Code is Law or the Legal System of the Internet

Throughout this whole academic year, we have been talking about technology, its uses, its abuses, the power differentials it promotes or conceals, the possibilities it affords and the dangers it belies. We have been lifted up high by utopian accounts just to be brought back down by more cynical ones. What all them, however, have in common is the notion that technology, particularly the Internet, is a somewhat special place, alternative reality if you will, where new rules, new identities, new collaborations, new societies, and new possibilities can arise, often times in contradiction to the established order offline.

Zittrain’s book is no exception. I did leave me with the feeling that Internet is that other world, in which things do and can happen. At the same time, his account posed some very interesting questions regarding the legal system of that world.

Referring to Lessig and Reidenberg, Zittrain stated that “code could be law.” In fact, it might as well be. A careful observer can very quickly conclude that all of our online interactions are subject to the algorithms written by the creators of whatever software we use. In a sense, we are not free to act as we please. Unless… we know how to code… At the same time, there are people and structures invested in impeding our ability to code freely… they assert their own power and control. Consequently, it begins to look like, programers are the lawmakers of the Internet.

With this in mind, we can speculate that code is law in at least two different ways: 1) code is the law of online social conduct. It dictates the order of our operations to an particular extent. 2) Code is law in a legal way. It tracks our moves and delivers data to appropriate parties, enforcing the legal system of the offline world within its online counterpart. This status of code as law is further reinforced by the massive adaptation of software control over human lives. And IBM’s Smart Cities is a great example of that movement.

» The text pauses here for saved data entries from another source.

Issue #24, opened 2017-06-12
Errors over panics


glibsm:
Config code panics a lot when something doesn't go it's way: can't open yaml files, can't marshal, etc.

Before start the release cycle I'd like for all the providers to return `(Provider, error)`.

For example, one of the must uses providers: `func NewYAMLProviderFromFiles(files ...string) Provider` has multiple ways it can panic.

I get that configuration loading is a pretty crucial process and more often than not, users will chose to panic right away. However, let's not make that choice for them and at least give them the option to do something else.

We're a library, and like dig, we should try very very hard to reserve panics for unexpected conditions, rather than trying to use it as an exception.

alsamylkin:
via https://github.com/uber-go/config/pull/43

PR #43, opened 2017-07-20
No panics in config constructors

alsamylkin:
Related to https://github.com/uber-go/config/issues/24

Instead of panicking on errors, we should simply return them
to a caller end let them decide what to do with the errors.

The change is mostly straight forward, but there is one snowflake:
expand variables. The replace function doesn't return an error,
so we panic internally and use recover to report errors.

### DIFF
--- a/command_line_provider.go
+++ b/command_line_provider.go
@@ -56,9 +56,9 @@ type commandLineProvider struct {
 // arguments as config values. In order to address nested elements one
 // can use dots in flag names which are considered separators.
 // One can use StringSlice type to work with a list of comma separated strings.
-func NewCommandLineProvider(flags *flag.FlagSet, args []string) Provider {
+func NewCommandLineProvider(flags *flag.FlagSet, args []string) (Provider, error) {
 	if err := flags.Parse(args); err != nil {
-		panic(err)
+		return nil, err
 	}
 
 	m := make(map[string]interface{})
@@ -77,7 +77,12 @@ func NewCommandLineProvider(flags *flag.FlagSet, args []string) Provider {
 		m[f.Name] = f.Value.String()
 	})
 
-	return commandLineProvider{Provider: NewStaticProvider(m)}
+	p, err := NewStaticProvider(m)
+	if err != nil {
+		return nil, err
+	}
+
+	return commandLineProvider{Provider: p}, nil
 }
 
 // Name implements the Provider interface.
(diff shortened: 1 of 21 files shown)


yaml.go
```diff
@@ -285,18 +320,29 @@ func (n *yamlNode) Children() []*yamlNode {
...
 
-func (n *yamlNode) applyOnAllNodes(expand func(string) string) {
-	if n == nil {
-		return
-	}
+func (n *yamlNode) applyOnAllNodes(expand func(string) string) (err error) {
+	defer func() {
+		if r := recover(); r != nil {
+			if _, ok := r.(runtime.Error); ok {
+				fmt.Println(r)
```
glibsm: no need to print before panic here

command_line_provider.go
```diff
@@ -77,7 +77,12 @@ func NewCommandLineProvider(flags *flag.FlagSet, args []string) Provider {
 		m[f.Name] = f.Value.String()
 	})
 
-	return commandLineProvider{Provider: NewStaticProvider(m)}
+	p, err := NewStaticProvider(m)
+	if err != nil {
+		return nil, err
```
glibsm: not covered

static_provider.go
```diff
@@ -35,33 +35,48 @@ type staticProvider struct {
...
-		Provider: NewYAMLProviderFromReader(toReadCloser(data)),
+func NewStaticProvider(data interface{}) (Provider, error) {
+	c, err := toReadCloser(data)
+	if err != nil {
+		return nil, err
 	}
+
+	p, err := NewYAMLProviderFromReader(c)
+	if err != nil {
+		return nil, err
```
glibsm: also not covered

yaml.go
```diff
@@ -285,18 +320,29 @@ func (n *yamlNode) Children() []*yamlNode {
...
 }
 
-func (n *yamlNode) applyOnAllNodes(expand func(string) string) {
-	if n == nil {
-		return
-	}
+func (n *yamlNode) applyOnAllNodes(expand func(string) string) (err error) {
+	defer func() {
+		if r := recover(); r != nil {
+			if _, ok := r.(runtime.Error); ok {
```
glibsm: do we want to explicitly filter out the runtime errors in this case?

alsamylkin: yes, runtime.Error is returned for nil pointer exceptions/index out of bounds. Config internal errors are plain builtin errors.

yaml.go
alsamylkin: oops..

command_line_provider.go
alsamylkin: I can cover this line, but it'll not provide much value, simply a public function returning an error via another public function.

static_provider.go
alsamylkin: This is almost impossible to cover and doesn't provide much value.

alsamylkin:
image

As I read this week’s material, I began to think about the following: to what extent traditional legal concepts, such as freedom of speech, reasonable privacy expectations, etc. apply to online interactions and how do we begin to think about them in a way that is both safe and productive? Do the reasonable expectation of privacy in my home and expectation of privacy online mean the same things? Does being in my home connected to a computer and engaged in a public forum change the way my privacy is defined at the moment? Can trespassing happen online or does it require physical presence? Is stalking online equally illegal and dangerous than stalking offline?

So I guess my big question to you is Does the future of the internet holds in it the re-imagining of our rights, laws, and the way our legal system is structured and if yes, who are the lawmakers?

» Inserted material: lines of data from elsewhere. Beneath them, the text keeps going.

PR #44, opened 2017-07-25
Simplify the Initial API

amckinney:
**The goal of this pull request is to simplify the configuration solution so that it focuses on a smaller initial API.**

**Suggested Changes:**

**(1) Remove the Command Line Provider**

- The command line provider is not be used in the vast majority of cases.

- Removes the StringSlice type.

- We can bring this functionality back if users request it, but the library will be easier to maintain without it.

**(2) Un-export the Cache Provider**

- The cached provider is great for improving the performance of our YAML providers, but we don’t expect users to interact with it directly.

- Users should be accessing a smaller set of exposed YAML provider solutions.

**(3) Remove the config.Value.ChildKeys Method**

- The **ChildKeys** method is not used in any of the internal functions. In our customers’ experience, we have never needed to access a value’s child keys. 

**(4) Remove the config.Value.timestamp attribute and config.Value.LastUpdated Method**

- If we make this configuration library more focused on serving static YAML files, there is no need for maintaining timestamps in our values. 

- All internal references to **config.NewValue** passed nil for the value of the given timestamp, so removing the attribute was seemingly harmless.

- We will not be reading updates so we can also remove the **LastUpdated** method. 

**(5) Update Godocs for Consistency**

- There are minor discrepancies between godocs on a variety of different methods. E.g. Comments not ending with periods.


breerly:
@alsamylkin we're going to be living with this package for a *long* time.

Can reduce the library as much as possible, and then extend it internally for the usecases you mentioned? We did the same thing with yarpc, and it's worked out really well.

I want to make sure that our foundational building blocks are as small as possible. I'm 100% in favor of what Alex M is trying to do in spirit here - we can always add to this lib later, but we'll never be able to take away.

alsamylkin:
@breerly I am all up for reducing the surface. If it is a complex interface - definitely, if it is a simple function(that command line provider and cache provider really are from API perspective), then it looks a bit too much. Just look what is removed: only these files, there are no extra dependencies on these providers. I also don't see much value keeping them internal, because they are built from open components and it is so much better to keep everything public so we build easily customizable APIs.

Collaboration: Friend or Foe… Well it depends

A detailed and nuanced argument presented by Collaborative Futures illuminates the complex nature of collaboration as a process. And while I do, at heart, share these, and other, authors’ utopian idea of collaboration as an answer, or at least a step toward, a salvation of many social issues, I remain unsure about what do we really mean by collaboration and whether its positive effects are sustainable and always beneficial. Collaboration can take many forms and shapes, but it always requires a group of people. Any group of people, in turn, is susceptible to group processes such as group-think, othering, and diffusion of responsibility, to name a few. These can lead to dismissal of alternative opinions, uncritical evaluation of one’s own work, and privileging one’s point of view, particularly when collaborative groups form on the basis of “shared political perspective rather than interdependence through need,” which CAE conversely argues to be preferred. Two collaborative groups, regardless of how democratizing their respective infrastructures are, might be at conflict.

In fact, I wonder whether we would be as excited about collaborations if they did not have “our” best interests at heart. Would a collaboration among a group of corporate executives geared toward limiting  a supply of a particular resource to rise up the prices be considered a collaboration? Would a group of young professionals working under the collaboration criteria provided by Collaborative Futures but on a for-profit project be considered a collaboration? Or would we call it business? Is collaboration a business? Can or should it be?

To use an archaic definition of business as meaningful activity, any collaboration, I hope, is a business . But in today’s discourse it appears that word collaboration is being used as a juxtaposition to words like business, neoliberalism, and capitalism, to name a few. But is it really? Or is it all just rhetoric?